La généalogie de la création de l’équipe nationale de football du FLN a été assez bien documentée par des journalistes et des universitaires sur le plan descriptif de l’événementiel de sa constitution et les nombreuses conséquences médiatiques, politiques et sportives. Cependant, un point important n’a pas été abordé, celui de sa filiation. D’où vient-elle ?

Aussi, cet article essaye de répondre à cette question et tente d’analyser cet aspect historique. Cette équipe nationale n’est pas née du néant, elle n’est pas sans parents. Les liens antérieurs historiques sont importants car ses joueurs ne sont pas une génération spontanée.
Ils sont tout d’abord le produit de la formation et de la continuité du long travail élaboré dans les clubs musulmans de la résistance, même s’il était inconscient et non élaboré.

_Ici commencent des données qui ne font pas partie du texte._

PR #240, opened 2018-01-24
[DEVOPS-606] Change installer uploading script to use buildkite instead of travis-ci

rvl:


iohk/Buildkite/Pipeline.hs
```diff
@@ -0,0 +1,49 @@
+{-# LANGUAGE OverloadedStrings #-}
```
domenkozar: I don't see PipelineDefinition nor PipelineStep used anywhere (except in tests), am I missing something? :)

iohk/UpdateLogic.hs
```diff
@@ -106,23 +142,27 @@ data VersionJson = VersionJson {
...
-    f2 (Left err) = error $ "unable to parse .travis.yml: " <> err
-    f3 = global $ env (f2 f1)
-  lookup' "VERSION" f3
+extractVersionFromTravis :: TravisYaml -> Maybe T.Text
+extractVersionFromTravis yaml = lookup' "VERSION" (global (env yaml))
+
+-- | Get VERSION environment variable from pipeline definition.
+-- First looks in global env, otherwise finds first build step with a version.
+extractVersionFromBuildkite :: BK.PipelineDefinition -> Maybe T.Text
+extractVersionFromBuildkite BK.PipelineDefinition{..} = getVer plEnv <|> headMay stepVers
```
domenkozar: Most of these parsing functions would go away if we stored versions in a central place in git repos.

We can leave it as is, but once DEVOPS-59 is done this won't be needed anymore.

domenkozar:
@rvl to what extent has this been tested? Otherwise I have no complains except that in the future we should revise how we extract versions in a simpler matter.

rvl:
> to what extend has this been tested?

I have tested:

 - `find-installers` on both buildkite (rev 66c7ef5723ef363d6701133654f4c65848821151)
   and travis (rev a267ae05daaf3947fe679eac56d1257a8775b27b)
 - `set-version-json` on buildkite, up until where it requires access to S3
   (didn't want to run further because that could break things)
 - `s3upload` on buildkite, up until it fails to find
   `/nix/store/hjvv6dxy197c9mjc2gh635am0c0shx5l-cardano-sl-auxx-1.0.3/bin/cardano-hash-installer`
   in my nix store.

Actually that reminds me, I should copy that path into my nix store so
that the full upload process can be tested.


Another thing: is the use of `pkgs.fetchurl` instead of `builtins.fetchurl` ok? (see b6f468d034241fa6d59dc21ce975a1b97f4239b3) The latter provides hash verification.

domenkozar:
cc @cleverca22

rvl:
OK, have tested `s3upload` and `set-version-json` for both Buildkite and Travis revisions using a temporary s3 bucket. Seems to work.

One more thing. Buildkite build numbers are currently lower than travis build numbers so the daedalus version might need to be bumped to avoid filename collisions.

domenkozar:
Ah, that's a good point. Could we somehow change the name just to make it unique?

PR #1470, opened 2022-02-01
Fix togglz update not working after headless signin

leomendoza123:


src/app/core/user/user.service.ts
```diff
@@ -64,7 +64,7 @@ export class UserService {
     private _disco: DiscoService,
     private _userInfo: UserInfoService
   ) {}
-  $userStatusChecked = new Subject()
```
leomendoza123, line 67: When the user arrives to a headless login (AKA Oauth url page) nothing there will ask for any togglz state.  This means that the `$userStatusChecked` is triggered, but the togglz is not listening to it to call the `config.json` endpoint. 

With this change, even if the `getTogglz()` gets called later on the application life, the call to the config.json will be made.

amontenegro (approved):

auumgn:
[Prevent locked records from participating in oauth](https://trello.com/c/Ga43Bbw2/25-prevent-locked-records-from-participating-in-oauth)

PR #1477, opened 2022-02-03
fix: Authorization screen not skipped if there was an active token

DanielPalafox:


DanielPalafox:
[[QA] Authorization screen not skipped when there is already an active token for the user](https://trello.com/c/358LkBir/7907-qa-authorization-screen-not-skipped-when-there-is-already-an-active-token-for-the-user)

amontenegro (approved):

PR #1481, opened 2022-02-03
Fix/7915 qa contributor names in works not displayed correctly

DanielPalafox:


DanielPalafox:
[[QA] Contributor roles in summary view only displayed in public page if record holder is signed in](https://trello.com/c/iD62b616/7909-qa-contributor-roles-in-summary-view-only-displayed-in-public-page-if-record-holder-is-signed-in)

PR #1490, opened 2022-02-09
Added additional fix for preferred identifiers and base url for wikidata

Camelia-Orcid:


Camelia-Orcid:
[ISNI org identifiers url is incorrect.](https://trello.com/c/dpjTdzYK/7898-isni-org-identifiers-url-is-incorrect)

src/app/record/components/org-identifier/org-identifier.component.html
```diff
@@ -66,9 +66,34 @@ <h3 class="orc-font-body-small">
...
+            target="_blank"
+            rel="noopener noreferrer"
+            href="{{ getLink(org.identifierType, org.preferred) }}"
+          >
+            {{ org.preferred }}
+          </a>
+        </ng-container>
+        <ng-template #plainUrl>
+          <a
+            *ngIf="isUrl(org.preferred)"
```
leomendoza123, line 87: seems like `*ngIf="isUrl(org.preferred)"` will never be true, since is wrap with another  if `!isUrl(org.preferred)`

leomendoza123 (changes requested):
Just a comment to check

leomendoza123 (approved):

PR #1501, opened 2022-02-11
7940 qa change column name in alternate sign in accounts section

leomendoza123:


leomendoza123:
[[QA] Change column name in alternate sign in accounts section](https://trello.com/c/0tqEN58p/7940-qa-change-column-name-in-alternate-sign-in-accounts-section)

DanielPalafox (approved):

PR #1506, opened 2022-02-15
Feature/7927 account actions remove a duplicate record 5

leomendoza123:


src/app/two-factor/two-factor.module.ts
```diff
@@ -1,29 +1,30 @@
...
+import { TwoFactorAuthenticationFormModule } from '../cdk/two-factor-authentication-form/two-factor-authentication-form.module'
+import { TwoFactorComponent } from './pages/two-factor/two-factor.component'
+import { TwoFactorRoutingModule } from './two-factor-routing.module'
 
 @NgModule({
   declarations: [TwoFactorComponent],
   imports: [
     CommonModule,
     TwoFactorRoutingModule,
-    SignInModule,
```
leomendoza123, line 19: I did move the `old` two-factor component into its own module `TwoFactorAuthenticationFormModule` so we don't have to import the huge `SignInModule` to consume it.

src/app/account-settings/components/dialog-actions-duplicated-two-factor-auth/dialog-actions-duplicated-two-factor-auth.component.ts
```diff
@@ -0,0 +1,49 @@
...
+        orcid: this.data.deprecatingOrcid,
+        verificationCode: code.verificationCode || null,
+        recoveryCode: code.recoveryCode || null,
+        errors: [],
+        redirectUrl: null,
+      })
+      .subscribe((res) => {
+        this.loading = false
+        if (res.errors && res.errors.length > 0) {
+          if (res.errors[0].includes('verification')) {
```
leomendoza123, line 39: We should not use the `res.errors[0].includes('verification')` to check the 2FA response errors types since this will only work in English.
This is an issue we need to solve on the backend, by sending back an error code and not a string, so I will create a separate card to solve this on all the 2FA places.

leomendoza123:
[Account actions: Remove a duplicate record (5)](https://trello.com/c/8WTLXV51/7927-account-actions-remove-a-duplicate-record-5)

src/app/account-settings/components/dialog-actions-duplicated/dialog-actions-duplicated.component.html
```diff
@@ -0,0 +1,104 @@
+<app-modal [noSidebar]="true">
+  <app-modal-header i18n="@@account.removeDuplicateRecod"
```
DanielPalafox, line 2: Could you fix the typo here in the property

DanielPalafox (changes requested):

DanielPalafox (approved):

PR #1514, opened 2022-02-21
feature: Add Appcues to only qa and sbox

DanielPalafox:


src/app/record/pages/my-orcid/my-orcid.component.ts
```diff
@@ -124,6 +138,9 @@ export class MyOrcidComponent implements OnInit, OnDestroy {
             this._robotsMeta.disallowRobots()
           }
           this._openGraph.addOpenGraphData(userRecord, { force: true })
+          if (environment.APPCUES) {
+            this.initializeAppCues(this.userInfo, this.userRecord)
```
leomendoza123, line 142: Should this be wrapped with an `if`, that only calls the `initializeAppCues` once? 

At the moment this will be called every time an endpoint responds, which results in calling the app cues `identity` function multiple times with potentially different values. 

What do you think? 🤔

leomendoza123 (changes requested):
Requesting a change to avoid calling the identity function multiple times

src/app/record/pages/my-orcid/my-orcid.component.ts
DanielPalafox: done!

leomendoza123 (approved):

PR #1521, opened 2022-02-23
fix: Display backend error messages inside old password mat form field

DanielPalafox:


DanielPalafox:
[[QA] Change position of error when entering incorrect password in the account password section](https://trello.com/c/kblmClxP/7964-qa-change-position-of-error-when-entering-incorrect-password-in-the-account-password-section)

src/app/account-settings/components/settings-security-password/settings-security-password.component.ts
```diff
@@ -70,12 +66,12 @@ export class SettingsSecurityPasswordComponent implements OnInit, OnDestroy {
           this.loading.emit(false)
 
           if (!value.password) {
-            this.errors = []
             this.form.reset()
             this.success = true
           } else {
-            this.success = false
-            this.errors = value.errors
+            this.form.controls['oldPassword'].setErrors({
```
leomendoza123, line 72: Is this error removed when the user updated the value of the password? 
Just asking to make sure this error is remove at some point

leomendoza123 (changes requested):
Please check my comment maybe not change is required

leomendoza123 (approved):

PR #1538, opened 2022-03-07
fix: Remove unnecessary force load option in public-record.json endpoint

DanielPalafox:


leomendoza123 (changes requested):
This breaks more than what it fixes... 
I will open a separate PR for this tomorrow. 

We can lose this PR

PR #1539, opened 2022-03-09
Sleep force reloads for public page endpoint 

leomendoza123:


leomendoza123:
[[DEVS] Calling too many time the `public-record.json` endpoint](https://trello.com/c/6o272lHI/7992-devs-calling-too-many-time-the-public-recordjson-endpoint)

PR #4071, opened 2020-05-27
[move core modules] remove use of Transaction::sender in association …

sblackshear:
…module

## Motivation

Working on deprecating `Transaction::sender()` and `move_to_sender`

Y

## Test Plan

Existing tests pass.


language/move-vm/runtime/src/data_operations.rs
```diff
@@ -43,11 +43,14 @@ pub(crate) fn move_resource_to(
...
-            Location::new(),
-            StatusCode::CANNOT_WRITE_EXISTING_RESOURCE,
-        ))
+        warn!(
+            "[VM] Cannot write over existing resource type {:?} access path {}",
+            ty, ap
+        );
+        Err(
+            vm_error(Location::new(), StatusCode::CANNOT_WRITE_EXISTING_RESOURCE)
+                .with_sub_status(sub_status::DRE_GLOBAL_ALREADY_BORROWED),
```
tzakian, line 52: This might be right, but this sub status seems incorrect to me? It signifies that the resource was already borrowed, whereas this can happen even if the resource hasn't been borrowed but just exists in storage?

sblackshear: My bad, this change was just for debugging. Will revert.

As an aside, I noticed a bunch of these dynamic reference error codes that are no longer relevant--we should get rid of them.

PR #4072, opened 2020-05-27
[management] Support verification of node properties at least....

davidiw:
verify now ensure that
    1) operator account host validator credentials
    2) that those validator credentials are what you thought they would be
    3) that the computed waypoint makes sense

    Todo:
    1) check that the authenticator for operator account is correct
    2) check that the authenticator for owner account is correct

I also noticed that genesis wasn't actually storing the contents to the disk... If this looks good, I'll amend the readme and land those together.

This is an unfortunately ugly PR, but it does a lot of manual not easy to unify work...

This contains a series of commits that are irrelevant and currently landing, will update later.

### DIFF
--- a/config/management/src/lib.rs
+++ b/config/management/src/lib.rs
@@ -249,7 +249,10 @@ pub mod tests {
     use super::*;
     use crate::storage_helper::StorageHelper;
     use libra_types::account_address::AccountAddress;
-    use std::{fs::File, io::Write};
+    use std::{
+        fs::File,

Il y a aussi des traces du conscient vécu de colonisés. En effet, avant de rejoindre les clubs en France, où ils entament une carrière de professionnels, les jeunes footballeurs ont fait leur début de sociétaires dans les clubs insoumis, les clubs musulmans en Algérie où beaucoup ont reçu non seulement une formation technique mais aussi une éducation et un éveil au patriotisme. Pour leur cas, on peut donc dire : apprentissages techniques sportifs, et apprentissages politiques et idéologiques se faisaient simultanément. Ce passage par l’Algérie colonisée a donc laissé des traces et les a marqués. Il en a fait des patriotes exilés.
Sur les trente-six joueurs professionnels qui rejoignent par vagues successives Tunis pour former la glorieuse équipe du FLN, l’entière majorité de ces professionnels est passée, à quelques exceptions près, par les clubs algériens suivants.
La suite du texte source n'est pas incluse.